What this task involves. Each line of the data below that contains "calloc" must be copied.

─── Data supplied

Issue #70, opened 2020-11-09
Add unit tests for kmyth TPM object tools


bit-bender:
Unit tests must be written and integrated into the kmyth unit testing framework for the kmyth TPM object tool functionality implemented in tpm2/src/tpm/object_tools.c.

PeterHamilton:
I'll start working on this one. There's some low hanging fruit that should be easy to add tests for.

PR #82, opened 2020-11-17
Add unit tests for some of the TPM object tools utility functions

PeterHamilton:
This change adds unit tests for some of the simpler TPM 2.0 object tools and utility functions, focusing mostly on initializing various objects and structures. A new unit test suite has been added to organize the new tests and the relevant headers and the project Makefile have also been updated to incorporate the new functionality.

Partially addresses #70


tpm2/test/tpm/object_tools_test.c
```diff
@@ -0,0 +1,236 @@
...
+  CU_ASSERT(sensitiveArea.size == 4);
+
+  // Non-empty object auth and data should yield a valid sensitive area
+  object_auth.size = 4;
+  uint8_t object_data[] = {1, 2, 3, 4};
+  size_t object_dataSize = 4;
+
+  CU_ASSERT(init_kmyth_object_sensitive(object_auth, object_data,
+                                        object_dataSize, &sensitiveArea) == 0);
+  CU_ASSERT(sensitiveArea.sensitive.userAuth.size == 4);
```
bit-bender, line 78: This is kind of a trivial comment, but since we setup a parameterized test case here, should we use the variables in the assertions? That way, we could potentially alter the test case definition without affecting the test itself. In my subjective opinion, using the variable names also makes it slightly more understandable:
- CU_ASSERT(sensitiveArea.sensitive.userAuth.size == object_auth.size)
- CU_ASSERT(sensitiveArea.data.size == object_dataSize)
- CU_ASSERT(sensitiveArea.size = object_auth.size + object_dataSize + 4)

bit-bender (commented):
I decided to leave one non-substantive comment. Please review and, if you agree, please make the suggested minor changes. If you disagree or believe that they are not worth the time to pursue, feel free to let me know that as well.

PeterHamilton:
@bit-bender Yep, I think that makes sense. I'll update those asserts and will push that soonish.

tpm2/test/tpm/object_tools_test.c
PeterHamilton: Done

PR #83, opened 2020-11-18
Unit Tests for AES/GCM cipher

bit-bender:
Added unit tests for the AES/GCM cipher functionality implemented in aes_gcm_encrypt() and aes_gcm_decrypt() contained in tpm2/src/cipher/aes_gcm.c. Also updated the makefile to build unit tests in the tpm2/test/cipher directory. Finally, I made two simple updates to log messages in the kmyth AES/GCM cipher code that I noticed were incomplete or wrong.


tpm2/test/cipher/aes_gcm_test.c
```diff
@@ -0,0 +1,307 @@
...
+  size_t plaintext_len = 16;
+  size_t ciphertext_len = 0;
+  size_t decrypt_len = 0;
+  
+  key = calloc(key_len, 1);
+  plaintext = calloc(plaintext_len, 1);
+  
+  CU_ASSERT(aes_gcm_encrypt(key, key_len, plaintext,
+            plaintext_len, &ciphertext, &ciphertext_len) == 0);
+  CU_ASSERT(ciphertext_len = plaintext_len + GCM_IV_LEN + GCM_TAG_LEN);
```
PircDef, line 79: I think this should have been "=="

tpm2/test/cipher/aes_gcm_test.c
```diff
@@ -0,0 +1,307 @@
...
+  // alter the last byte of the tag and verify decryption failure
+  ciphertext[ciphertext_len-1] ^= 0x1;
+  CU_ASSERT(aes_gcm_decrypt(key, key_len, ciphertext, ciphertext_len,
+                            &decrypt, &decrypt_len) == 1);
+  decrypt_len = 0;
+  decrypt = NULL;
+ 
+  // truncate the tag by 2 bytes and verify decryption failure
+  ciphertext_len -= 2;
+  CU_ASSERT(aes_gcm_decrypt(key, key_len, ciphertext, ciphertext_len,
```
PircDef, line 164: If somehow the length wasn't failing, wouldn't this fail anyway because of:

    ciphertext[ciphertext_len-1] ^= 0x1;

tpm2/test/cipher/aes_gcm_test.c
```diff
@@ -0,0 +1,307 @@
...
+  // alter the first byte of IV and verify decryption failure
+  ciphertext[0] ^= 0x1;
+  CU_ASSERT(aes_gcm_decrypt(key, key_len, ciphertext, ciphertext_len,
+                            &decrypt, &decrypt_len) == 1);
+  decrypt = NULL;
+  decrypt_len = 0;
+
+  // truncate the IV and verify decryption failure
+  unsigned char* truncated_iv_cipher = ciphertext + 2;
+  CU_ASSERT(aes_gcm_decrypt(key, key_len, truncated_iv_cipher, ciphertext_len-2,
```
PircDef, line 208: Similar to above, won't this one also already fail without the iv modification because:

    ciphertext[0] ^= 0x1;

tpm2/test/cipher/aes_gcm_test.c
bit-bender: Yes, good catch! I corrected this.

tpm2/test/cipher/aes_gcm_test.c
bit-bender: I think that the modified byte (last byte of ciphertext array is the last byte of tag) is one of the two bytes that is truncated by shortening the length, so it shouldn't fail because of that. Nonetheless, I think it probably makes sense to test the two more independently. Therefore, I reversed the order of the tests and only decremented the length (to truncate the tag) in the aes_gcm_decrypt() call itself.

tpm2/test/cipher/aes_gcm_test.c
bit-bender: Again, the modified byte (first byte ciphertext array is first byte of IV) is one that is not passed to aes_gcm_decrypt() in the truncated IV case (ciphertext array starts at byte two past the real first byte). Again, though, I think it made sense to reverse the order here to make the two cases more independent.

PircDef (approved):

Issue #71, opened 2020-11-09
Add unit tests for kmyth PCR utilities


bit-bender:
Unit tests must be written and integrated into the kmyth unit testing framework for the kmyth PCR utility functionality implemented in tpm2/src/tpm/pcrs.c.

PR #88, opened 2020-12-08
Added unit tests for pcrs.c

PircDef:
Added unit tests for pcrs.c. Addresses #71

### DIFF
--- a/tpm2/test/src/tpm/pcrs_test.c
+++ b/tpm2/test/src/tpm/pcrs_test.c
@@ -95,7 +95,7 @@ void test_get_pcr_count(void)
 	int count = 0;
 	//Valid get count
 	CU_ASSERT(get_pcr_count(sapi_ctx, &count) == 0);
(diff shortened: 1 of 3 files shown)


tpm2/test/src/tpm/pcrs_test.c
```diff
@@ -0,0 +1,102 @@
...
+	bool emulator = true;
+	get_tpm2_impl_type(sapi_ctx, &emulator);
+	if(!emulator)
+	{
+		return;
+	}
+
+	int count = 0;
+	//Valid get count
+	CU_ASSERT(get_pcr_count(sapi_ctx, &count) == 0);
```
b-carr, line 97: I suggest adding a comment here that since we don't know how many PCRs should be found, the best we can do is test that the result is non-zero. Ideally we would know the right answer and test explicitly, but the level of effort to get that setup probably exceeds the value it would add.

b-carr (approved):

──────

Written solution.
+  key = calloc(key_len, 1);
+  plaintext = calloc(plaintext_len, 1);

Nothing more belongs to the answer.